**Exercise brief**
In the following material, identify every line holding the string "size" and return it.

■ ■ ■ ■

PR #273, opened 2023-04-26
Restricted access email link includes Work Id

adamjarling:
## What does this do?
Replaces the email link (currently just copies the email address), to a hyperlink with `mailto:` which populates the email "Subject" with a message: "Work ID: XYX access request".

image

image

## How to test
Click on the email link for a Private Work (when not logged in), and it should open your email client with Subject pre-filled.


mathewjordan (approved):
👍

PR #275, opened 2023-05-02
Address encoding of subject within the related collection helper.

mathewjordan:
## What does this do?

This patches an issue where the subject was not being properly URI encoded when being appended to the the Collection URI. While, I feel like this entire helper could use some cleanup, I opted for the quick fix in encoding subject.

See: https://devbox.library.northwestern.edu:3000/items/ef5f341f-50cc-4ff3-a84c-7f13ac0d1afa where the Sliders render even though the subject "Adam & Eve" is present.

image

### DIFF
--- a/lib/work-helpers.ts
+++ b/lib/work-helpers.ts
@@ -34,17 +34,17 @@ export function getWorkSliders(work: Work) {
 
   /** Collection slider */
   if (work.collection) {
-    const collectionLabel = work.collection.title;
+    const encodedCollectionLabel = encodeURIComponent(work.collection.title);
     const collectionSummary = `Collection`;
     workSliderUrls.push(
-      `${DC_API_SEARCH_URL}?query=collection.id:"${work.collection.id}"&collectionLabel=${collectionLabel}&collectionSummary=${collectionSummary}&as=iiif`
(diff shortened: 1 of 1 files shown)


lib/work-helpers.ts
```diff
@@ -55,8 +55,9 @@ export function getWorkSliders(work: Work) {
     const subjects = shuffle(work?.subject.map((s) => s.label)).slice(0, 2);
 
     subjects.forEach((subject: string) => {
+      const encodedSubject = encodeURIComponent(subject);
```
adamjarling, line 58: Our good friend, `encodeURIComponent`.  👍

adamjarling (commented):
@mathewjordan Should we apply this fix also to everywhere we're building the `url` in this helper file?  ie.

```jsx
`${DC_API_SEARCH_URL}?query=collection.id:"${work.collection.id}"&collectionLabel=${collectionLabel}&collectionSummary=${collectionSummary}&as=iiif`

// Updated url

`${DC_API_SEARCH_URL}?query=collection.id:"${work.collection.id}"&collectionLabel=${encodeURIComponent(collectionLabel)}&collectionSummary=${encodeURIComponent(collectionSummary)}&as=iiif`
```

If we're passing values via query params, the parsing will always hiccup on unencoded `&` ampersands, no?

adamjarling (approved):
Looking good, and this will get us by no problem.

PR #276, opened 2023-05-03
Add copy link to download and embed assets.

mathewjordan:
## What does this do?

This adds a Copy IIIF button with a IIIF `svg` to each image fileset item in the download and embed modal. When clicked, the info.json URL (https://iiif.stack.rdc-staging.library.northwestern.edu/iiif/2/73d4f5fd-1f8e-4699-85ec-92bc4351ba6a/info.json) will be copied to the user's clipboard.

image


adamjarling (approved):
Looks sharp.  Nice. 🙏

PR #286, opened 2023-06-22
Update message for opening a work in Mirador for authenticated Works

adamjarling:
## What does this do?
Removes the link and adds a warning message to Institution or Private Works in the Download and Share modal for a Work.

image

## How to test
1. Search for an Institution Work and observe the message and inactive link.

### DIFF
--- a/components/Work/ActionsDialog/DownloadAndShare.tsx
+++ b/components/Work/ActionsDialog/DownloadAndShare.tsx
@@ -15,7 +15,6 @@ import {
   ShareURL,
   ShareURLActions,
 } from "@/components/Work/ActionsDialog/DownloadAndShare.styled";
-
 import { Label, Thumbnail } from "@samvera/nectar-iiif";
 import React, { useEffect, useState } from "react";
 import {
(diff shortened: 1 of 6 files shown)


components/Work/ActionsDialog/DownloadAndShare.tsx
```diff
@@ -98,13 +117,22 @@ const DownloadAndShare: React.FC = () => {
...
               </ShareURLActions>
+              {(isWorkInstitution || isWorkPrivate) && (
+                <Announcement
+                  css={{
+                    marginTop: "1rem",
+                  }}
+                  data-testid="mirador-announcement"
+                >
+                  Opening in external tools like Mirador not supported for works
+                  that require authentication
```
mathewjordan, line 133:
```suggestion
                  Opening in external tools like Mirador is not supported for works
                  that require authentication.
```

mathewjordan (changes requested):
Just suggestion on a typo. Looks good otherwise.

mathewjordan (approved):
Looking great. Let's go. 🚀

PR #492, opened 2026-08-03
Prevent allow upscaling error for download resources

kdid:
## Summary

Fixes "Requested size requires upscaling" errors when clicking Download JPG from the Download and Embed tab on the shared-link and work pages, for images narrower than 3000px. Was also affecting the embed resources code.

fixes https://github.com/nulib/repodev_planning_and_docs/issues/5851

## Changes

- For the download, cap whichever dimension (width or height) is longer at 3000px, instead of always constraining width — a narrow-but-tall image (e.g. 1200×15000) now downloads/embeds at a capped height, not its full native height. Add allow upscaling to the IIIF request as a fallback if dimensions are not known.
- For the embed, dropped the incorrect percentage labels (1800px was mislabeled "50%" when it's actually 60% of 3000, and the percentages were never meaningful relative to the real image size anyway) in favor of plain pixel labels.
- Updated the one Playwright assertion (tests/work.spec.ts:542) that checked the old "...100%...50%" label text; the URL-format assertions didn't need changes since that fixture image is landscape (4032×3024, confirmed via its info.json).

## Testing

- Verify: Download JPG on a narrow <3000px-wide image (the request to the IIIF server should now reflect the image's actual width)
- Verify: Download working as expected for "regular" images
- Verify: Embed options working as expected

### DIFF
--- a/components/Work/ActionsDialog/DownloadAndShare/EmbedResources.tsx
+++ b/components/Work/ActionsDialog/DownloadAndShare/EmbedResources.tsx
@@ -120,7 +120,6 @@ interface ItemProps {
 const Item: React.FC<ItemProps> = ({ item, showEmbedWarning }) => {
   const [embedHTMLOpen, setEmbedHTMLOpen] = React.useState(false);
   const [color, setColor] = React.useState("default");
-  const [width, setWidth] = React.useState(3000);
 
   const iiifImageInfo = `${getInfoResponse(item)}/info.json`;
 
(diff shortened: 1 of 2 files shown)


mbklein:
Good fix, but I have a question about `longestDimension`. There are several short circuits where `longestDimension` is only used if it has a value. But I can't see a code path where it _wouldn't_ end up with a value by the time it reaches those checks. Line 144 is pretty clear on setting it to either the height or the width. Am I missing something, or is it possible to clean up the logic by knowing that `longestDimension` is definitely going to be defined before those checks?

mbklein (approved):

■ ■ ■ ■

**Task result**
Fixes "Requested size requires upscaling" errors when clicking Download JPG from the Download and Embed tab on the shared-link and work pages, for images narrower than 3000px. Was also affecting the embed resources code.
- For the embed, dropped the incorrect percentage labels (1800px was mislabeled "50%" when it's actually 60% of 3000, and the percentages were never meaningful relative to the real image size anyway) in favor of plain pixel labels.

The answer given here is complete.